Furthermore, there exists a path from h to a use of v which does not go
through d. For every node p in the loop, since the loop is strongly connected
and node is a component of the CFG, there exists a path, consisting only of
nodes of L from p to h. Concatenating these two paths proves that v is live-in
and live-out of p.

I have no idea how to formally prove that assertion (it's logically sound,
afaik, someone like Walter Bright will have to jump in, he probably knows GCC
inside-out), but if correct, the code change is correct semantically. The
computational gain can be trivially exhibited (again, no idea how to 'prove'
it) by throwing code at it and seeing the RTL emitted. (I agree it lacks
'rigor' in the academic sense, but based on the list to which he submitted his
code-change and the fact that he's at Xilinx and sent it to his colleagues
makes me confident enough that the change is sound.)

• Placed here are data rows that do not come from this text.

PR #6837, opened 2026-08-20
fix(agents): point misplaced generation kwargs at generate_content_config

### LINKED ISSUE #6836: LlmAgent rejects temperature= with extra_forbidden — no discoverable path to generate_content_config
## Summary

Coming from `google-genai` (where `GenerateContentConfig(temperature=...)` is routine), the natural first attempt with ADK is:

```python

agent = LlmAgent(
    name="grader",
    model="gemini-3.5-flash-lite",
    instruction="...",
    output_schema=MySchema,
    temperature=0.1,
)
```

On ADK 2.7.0 this fails at construction time:

```
pydantic_core._pydantic_core.ValidationError: 1 validation error for LlmAgent temperature Extra inputs are not permitted [type=extra_forbidden, input_value=0.1, input_type=float]
```

The working form is `generate_content_config=genai_types.GenerateContentConfig(temperature=0.1)`, but nothing in the error, the docstring, or the validation message points there. In our project this crashed every structured agent in a production pipeline and cost a debugging session to trace (model_fields introspection).

## Suggested fixes (any one would do)

1. Accept `temperature` as a convenience kwarg and fold it into `generate_content_config`.
2. Or add a custom pydantic error message for common generation kwargs (`temperature`, `top_p`, `max_output_tokens`) pointing to `generate_content_config`.
3. Or document the mapping prominently in the LlmAgent docstring.

## Environment

google-adk 2.7.0, google-genai 2.18.1, Python 3.13, macOS. Found while building a K-12 exam-grading fleet for the All Things Agentic hackathon.

a2105z:
### Summary

`LlmAgent(temperature=0.1)` (and other `GenerateContentConfig` knobs) now raises a `ValueError` that names `generate_content_config=types.GenerateContentConfig(...)` instead of failing with opaque `extra_forbidden`.

Reserved knobs that already have an agent field (`system_instruction`, `response_schema`) still redirect to `instruction=` / `output_schema=`. Unknown keys that are not config fields are left alone so a real typo stays `extra_forbidden`. CamelCase aliases (`topP`, `maxOutputTokens`) are included. `tools` is skipped because it is already an `LlmAgent` field.

This is option 2 from #6836, per review on this PR: do not promote generation settings as public kwargs.

Closes: #6836

### Test plan

**Unit Tests:**

```
uv run python -m pytest tests/unittests/agents/test_llm_agent_fields.py tests/unittests/agents/test_llm_agent_error_messages.py -q
105 passed
```

Covers the original `temperature=` failure, multiple knobs named in one error, camelCase aliases, reserved-field redirects, typos remaining `extra_forbidden`, `tools=` not hijacked, and subclasses inheriting the validator.

```python

LlmAgent(name='grader', temperature=0.1)
# ValueError: temperature is a GenerateContentConfig field. Pass
# generate_content_config=types.GenerateContentConfig(temperature=...) instead.

agent = LlmAgent(
    name='grader',
    generate_content_config=types.GenerateContentConfig(temperature=0.1),
)
assert agent.generate_content_config.temperature == 0.1
```

### Checklist

### DIFF
--- a/src/google/adk/agents/llm_agent.py
+++ b/src/google/adk/agents/llm_agent.py
@@ -231,10 +231,73 @@ async def _convert_tool_union_to_tools(
     return []
 
 
+# GenerateContentConfig fields that already have a dedicated LlmAgent argument.
+# Passing them as LlmAgent kwargs should point at that argument rather than
+# folding into generate_content_config (which would then fail later).
+_GENERATE_CONTENT_FIELDS_OWNED_BY_AGENT: dict[str, str] = {
+    'system_instruction': 'instruction',
+    'response_schema': 'output_schema',
+}
+
+# Snake-case field names and camelCase aliases used by GenerateContentConfig.
+_GENERATE_CONTENT_FIELD_NAMES: dict[str, str] = {
+    name: name for name in types.GenerateContentConfig.model_fields
+}
+_GENERATE_CONTENT_FIELD_NAMES.update({
+    field.alias: name
+    for name, field in types.GenerateContentConfig.model_fields.items()
+    if field.alias is not None
+})
+
+
+def _generate_content_field_name(key: str) -> Optional[str]:
+  """Return the GenerateContentConfig field name for key, or None."""
+  return _GENERATE_CONTENT_FIELD_NAMES.get(key)
+
+
+def _existing_generate_content_as_dict(
+    existing: Any,
+) -> Optional[dict[str, Any]]:
+  """Normalize generate_content_config input to a snake_case dict.
+
+  Returns None when the value is not a recognized config shape so the
+  generate_content_config field validator can report the type error.
+  """
+  if existing is None:
+    return {}
+  if isinstance(existing, types.GenerateContentConfig):
+    return existing.model_dump(exclude_unset=True)
+  if isinstance(existing, dict):
+    normalized: dict[str, Any] = {}
+    for key, value in existing.items():
+      canonical = _generate_content_field_name(key) or key
+      normalized[canonical] = value
+    return normalized
+  return None
+
+
 # TODO: drop the explicit abc.ABC base once BaseNode surfaces ABCMeta to
 # static type checkers.
 class LlmAgent(BaseAgent, abc.ABC):
-  """LLM-based Agent."""
+  """LLM-based Agent.
+
+  Generation settings from ``google.genai.types.GenerateContentConfig``
+  such as ``temperature``, ``top_p``, and ``max_output_tokens`` can be
+  passed directly as keyword arguments. They are merged into
+  ``generate_content_config``.
+
+  Example:
+    ```python
+    from google.adk.agents import LlmAgent
+
+    agent = LlmAgent(
+        name='grader',
+        model='gemini-3.5-flash',
+        instruction='Grade the exam.',
+        temperature=0.1,
+    )
+    ```
+  """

Edit: Fair enough. You've convinced me. (Though the SPEC2000 resulting numbers
still have me in the 'maybe' category - your argument below is more sound than
my ignorance.) Anyone reading this should defer to Danny's posts rather than
mine for the time being (after a day or two, read the resulting responses to
see the expert analyses on the mailing list). Keeping this post intact solely
for continuity for the reader. RE: Walter - I'd assume he'd keep up with the
competition and know enough about the RTL as it hasn't changed extensively in
the last decade to make a valid opinion w/r/t changes. Either way, gracefully
upvoting Danny's two posts ;)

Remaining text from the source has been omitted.